Hi, if you've been following my MTD drama, I have an MTD 31AE611D120 that was abused before I got it, and now is severely rusted and beat up. I'd now like to see if I can slide out the whole auger assembly so I can apply some navel jelly to the inside housing and spiral assembly, sand it down, and paint it before the winter comes.

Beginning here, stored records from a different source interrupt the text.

PR #2135, opened 2024-10-03
Improved the Terminal Watchfaces UI

JustScott:
These changes were originally proposed in PR #2001 along with the addition of weather data on it's own line, but it was suggested they be seperated. This PR is just the UI improvements without the weather, and #2001 will add the weather.

+ Reorder code to match the widgets order in the UI.

+ Use InfintimeTheme Colors instead of hardcoded hex values

+ Added a new InfinitimeTheme color: gray, using it to turn certain values gray when they contain no data

+ Implement @vkareh's [variable battery icon](https://github.com/InfiniTimeOrg/InfiniTime/pull/1964) color to the battery percentage text.

+ Replaced the 'You have mail.' notification message with the message '[1]+ Notify' to better fit the terminal lore.

InfiniSim_2024-10-03_155938
InfiniSim_2024-10-03_155950


src/displayapp/screens/WatchFaceTerminal.cpp
```diff
@@ -120,32 +101,67 @@ void WatchFaceTerminal::Refresh() {
...
+
+  powerPresent = batteryController.IsPowerPresent();
+  batteryPercentRemaining = batteryController.PercentRemaining();
+  if (batteryPercentRemaining.IsUpdated() || powerPresent.IsUpdated()) {
+    // HSV color model has red at 0° and green at 120°.
+    // We lock satuation and brightness at 100% and traverse the cilinder
+    // between red and green, thus avoiding the darker RGB on medium battery
+    // charges and giving us a much nicer color range.
+    uint8_t hue = batteryPercentRemaining.Get() * 120 / 100;
+    lv_obj_set_style_local_text_color(batteryValue, LV_LABEL_PART_MAIN, LV_STATE_DEFAULT, lv_color_hsv_to_rgb(hue, 100, 100));
```
mark9064, line 126: I think colours here are nice, but this shows yellow at 50% right? I think it would make more sense to follow a curve closer to the current battery icon (yellow at 15, red at 5). Not sure what function would represent this well but coming up with something in Desmos/similar would be easy

Also if this is to be used in other places as well, it should probably be moved out so other screens can use it. I don't know if that's the goal here though

src/displayapp/screens/WatchFaceTerminal.cpp
```diff
@@ -120,32 +101,67 @@ void WatchFaceTerminal::Refresh() {
...
+  if (stepCount.IsUpdated()) {
+    lv_label_set_text_fmt(stepValue, "#ffffff [STEP]# %lu steps", stepCount.Get());
+  }
+
   heartbeat = heartRateController.HeartRate();
   heartbeatRunning = heartRateController.State() != Controllers::HeartRateController::States::Stopped;
   if (heartbeat.IsUpdated() || heartbeatRunning.IsUpdated()) {
     if (heartbeatRunning.Get()) {
-      lv_label_set_text_fmt(heartbeatValue, "[L_HR]#ee3311 %d bpm#", heartbeat.Get());
+
```
mark9064, line 142: Newline

mark9064 (commented):
I don't use terminal so no strong opinion on visual style but looks nice to me

Maybe we should use this opportunity to fix the badly named fields (they should be camelCase)? But that could also be another PR, definitely not a blocker

src/displayapp/screens/WatchFaceTerminal.cpp
mark9064: I see this is from #1964 , so I think it definitely makes sense to move the colour calculation algorithm to somewhere where other apps can use it

pbone64:
Love the new steps colour and notification indicator :) though, if we're leaning into the terminal watch face "lore", shouldn't the prompts stay white? It also looks a little busy to have two different colours at the starts of lines, especially when `[1]+ Notify` is visible.

AlbeyAmakiir:
I think the non-info lines being dimmer might be nice, even if it doesn't quite match lore. Tho tbh I've never used full white text in a terminal anyway.

JustScott:
Moved the objects (label, rows, idk what to call them) into a container to avoid having to position each of them individually. This also allows easily adding and removing objects in the future without having to modify multiple position values. As far as I can tell there isn't a visual difference from before:

without_container
moved_to_container

src/displayapp/screens/WatchFaceTerminal.cpp
kieranc: Hi @JustScott any chance you can fix up this formatting so we can get this merged? :-)

mark9064:
Adding the colour code here LGTM
I think we should integrate this while we're here: https://github.com/InfiniTimeOrg/InfiniTime/pull/1964#issuecomment-2923352824 should be a quick formula tweak (using floating point is fine IMO we have a very capable FPU)

Rest looks good to me but only have had a quick glance, will review properly ASAP

src/displayapp/screens/WatchFaceTerminal.cpp
```diff
@@ -27,40 +27,43 @@ WatchFaceTerminal::WatchFaceTerminal(Controllers::DateTime& dateTimeController,
...
+  lv_obj_set_style_local_bg_opa(container, LV_CONT_PART_MAIN, LV_STATE_DEFAULT, LV_OPA_TRANSP);
 
-  label_date = lv_label_create(lv_scr_act(), nullptr);
-  lv_label_set_recolor(label_date, true);
-  lv_obj_align(label_date, lv_scr_act(), LV_ALIGN_IN_LEFT_MID, 0, -40);
+  notificationIcon = lv_label_create(container, nullptr);
 
-  label_prompt_1 = lv_label_create(lv_scr_act(), nullptr);
-  lv_obj_align(label_prompt_1, lv_scr_act(), LV_ALIGN_IN_LEFT_MID, 0, -80);
+  label_prompt_1 = lv_label_create(container, nullptr);
```
mark9064: All these members should be `camelCase` but not a blocker

src/displayapp/screens/BatteryIcon.cpp
```diff
@@ -51,3 +52,12 @@ const char* BatteryIcon::GetPlugIcon(bool isCharging) {
   else
     return "";
 }
+
+lv_color_t BatteryIcon::ColorFromPercentage(int batteryPercent) {
+  // HSV color model has red at 0° and green at 120°.
+  // We lock saturation and brightness at 100% and traverse the cylinder
+  // between red and green, thus avoiding the darker RGB on medium battery
+  // charges and giving us a much nicer color range.
+  const uint8_t hue = batteryPercent * 120 / 100;
```
mark9064: I'd prefer this to follow https://github.com/InfiniTimeOrg/InfiniTime/pull/1964#issuecomment-2923352824 (or a similar curve) so it doesn't start going yellow until the battery is low

JF002: Is this what it should look like ?

```
const float normalizedPercent = batteryPercent / 100.0f;
const uint8_t hue = (-expf(-4 * normalizedPercent) + 1.0f) * 120.0f / 100.0f;
return lv_color_hsv_to_rgb(hue, 100, 100);
```

src/displayapp/screens/WatchFaceTerminal.cpp
JF002: Done :-)

src/displayapp/screens/BatteryIcon.cpp
mark9064: That sounds good to me :)

I think just `const uint8_t hue = (-expf(-4 * normalizedPercent) + 1.0f) * 120.0f;` would be correct though, as the formula should output 0-1 in this range
Can also use `std::exp` to be more modern if you fancy

JF002: Yes, you're right! (checked with compiler explorer :)).

mark9064 (approved):
LGTM

Needs a hardware test (InfiniEmu aborts, maybe floating point simulation issues? not sure)
Commits have a minor typo, should be `WatchFaceTerminal` rather than `WhatFaceTerminal` 
Maybe worth a comment on `ColorFromPercentage` that the maths makes sure it is yellow around 15% and red around 5%

mark9064:
Same typo in #2204 actually ^^

mark9064:
Rebased onto main (so now has weather)
Applied above suggestion and fixed typo
Needs test on HW

@JF002 all looks good to me, merge when you're ready

mark9064:
Tested on hardware

Re-centred the the items to handle the new weather line
Fixed weather formatting (rebase mistake earlier I think)

Looks great IMO and ready to go :)

PR #2138, opened 2024-10-06
Remove unused submodule QCBOR

NeroBurner:
The submodule isn't used anymore. Remove the submodule reference completely.


mark9064 (approved):
Sounds good

mcuboot imgtool still relies on a python cbor library - not sure if this is used in practice either (it doesn't work without though and would need some code changes if it can be dropped)

FintasticMan (approved):
Looks good! Since switching from the old weather service to the simple weather service we don't need this.

Issue #2127, opened 2024-09-21
Improve clang-format to check newlines at end of file


NeroBurner:
### Verification

- [X] I searched for similar issues (including closed issues) and found none was relevant.

### Introduce the issue

I regularly criticize missing newline at end of file resulting in stop symbol of GitHub 
![stop symbol of GitHub at end of files](https://github.com/user-attachments/assets/0195b16f-7b5b-458f-92b4-5b76d82ed75a)

@mark9064  suggested to let `clang-format` do this check https://github.com/InfiniTimeOrg/InfiniTime/pull/2107#discussion_r1765677368

@FintasticMan adds info on which `clang-format` version we could use https://github.com/InfiniTimeOrg/InfiniTime/pull/2107#discussion_r1769634701

> I've just checked, and the option to insert trailing newlines has been added in clang-format 16. Last time I updated it was 14, so it wasn't included in that. I'll do a upgrade to a newer version soon.
> 
> What version do you think is reasonable to update to? Unfortunately, I don't think that clang-format ignores unrecognised options, so it'll be a minimum version for anyone using it.

### Preferred solution

`clang-format` checks the missing newline at end of file in CI

### Version

main

FintasticMan:
The latest version of clang-format is 19, the latest version in the Ubuntu 24.04 repositories (which we use for CI) is 18, and the latest version in the Debian stable repos is 16 (just for a more conservative comparison). I'd be quite happy to go straight for 18, but I really don't know which versions other developers are using.

If anyone is using a version of clang-format below 18, could you let me know here, along with which OS and version? Thanks!

NeroBurner:
Ubuntu 22.04 has clang-format-14

https://packages.ubuntu.com/jammy/clang-format

Clang-format-16 is available since Ubuntu 23.10 
https://packages.ubuntu.com/search?keywords=clang-format-16

Just a data point, although I'm on arch so I have newer packages available

mark9064:
In other words, the option we want is supported by Debian stable, Ubuntu LTS and anything newer right? So in that case I think we're safe to enable it

Do we even specify a minimum clang format version anywhere? If so I think it shouldn't be bumped past Debian stable (16) unless we want some newer feature

FintasticMan:
We do specify a minimum version in the clang-format commit hook, so I'll just bump to 16 for now.

PR #2139, opened 2024-10-09
clang-format: Update to 16

FintasticMan:
As discussed in #2127.
I've also updated the clang-format options to be compatible, and sorted the options.


FintasticMan:
Sorry for the force push spam :sweat_smile:. GitHub doesn't have an easy way to test CI locally, so I just did it in this PR. The failing clang-tidy test is because the infinitime-build container still uses Ubuntu 22.04. I think the reason we use the docker container in that check is to generate the `compile_commands.json` file that clang-tidy uses. Should I also update the docker container in this PR?

mark9064:
Yeah may as well do it all in one go I think, it makes sense to do the upgrade atomically

FintasticMan:
I've actually just thought that we don't necessarily need to update clang-tidy at the same time as clang-format, they don't interact at all. I might just revert the clang-tidy version bump and keep this PR to only updating clang-format.

tests/test-tidy.sh
```diff
@@ -17,7 +17,7 @@ do
   src/libs/*|src/FreeRTOS/*) continue ;;
   *.cpp|*.h)
     echo "::group::$file"
-    clang-tidy-14 -p build "$file" || true
+    clang-tidy-16 -p build "$file" || true
```
mark9064, line 20: If clang-tidy isn't being updated, this should be undone right?

mark9064 (commented):
LGTM. It makes sense to keep the clang tooling at the same version to me though - tools get installed at the same time so the versions will be the same on real systems. In what scenario would you have clang-format from clang 16 installed but clang-tidy from 14 - it seems like we'd be using a very strange configuration here

tests/test-tidy.sh
FintasticMan: Oh yeah, oops

FintasticMan:
I agree that clang-tidy 14 with clang-format 16 is a bit of a strange setup, but I think that it's fine for the interim while I get clang-tidy 16 working.

mark9064:
Oh, what's up with clang-tidy 16?

mark9064:
Now I look at this, isn't clang-tidy just completely broken

mark9064:
A working clang-tidy invocation: `clang-tidy -p build $($ARM_NONE_EABI_TOOLCHAIN_PATH/bin/arm-none-eabi-g++ -E -Wp,-v -xc++ /dev/null 1>/dev/null 2>&1 | grep ' /' | sed 's/ \//\//' | xargs realpath | sed 's/^/-extra-arg=-isystem/' | tr '\n' ' ') src/main.cpp`

mark9064:
Should probably link an explanation for that: https://github.com/llvm/llvm-project/issues/53468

However, I can't figure out how to remove the two pins on 36 in this diagram. Are they allen screws? They are also severely rusted, so I'm unsure if it's even worth it - I don't want to create more problems, and end up having to replace something because I broke it trying to get it out, if it's not already seized together with the assembly.










Thanks for any ideas.


----------



## Oneacer (Jan 3, 2011)

Those should be roll pins, and to get them out properly, you use the proper size roll pin punch. I will include a picture below of a set ... The reason being, a roll pin punch has a tiny spherical end, and it's circumference is just slightly below the hole circumference, this allowing a clean knock out and re-install of the roll pin. You will want to use penetrating oil prior and during removal........ Easy peasy



Amazon.com


----------



## Oneacer (Jan 3, 2011)

Btw, the impeller should come out on the shaft, and really no need to separate unless you have to for a reason.


----------



## gossamer (Apr 25, 2015)

Oneacer said:


> Btw, the impeller should come out on the shaft, and really no need to separate unless you have to for a reason.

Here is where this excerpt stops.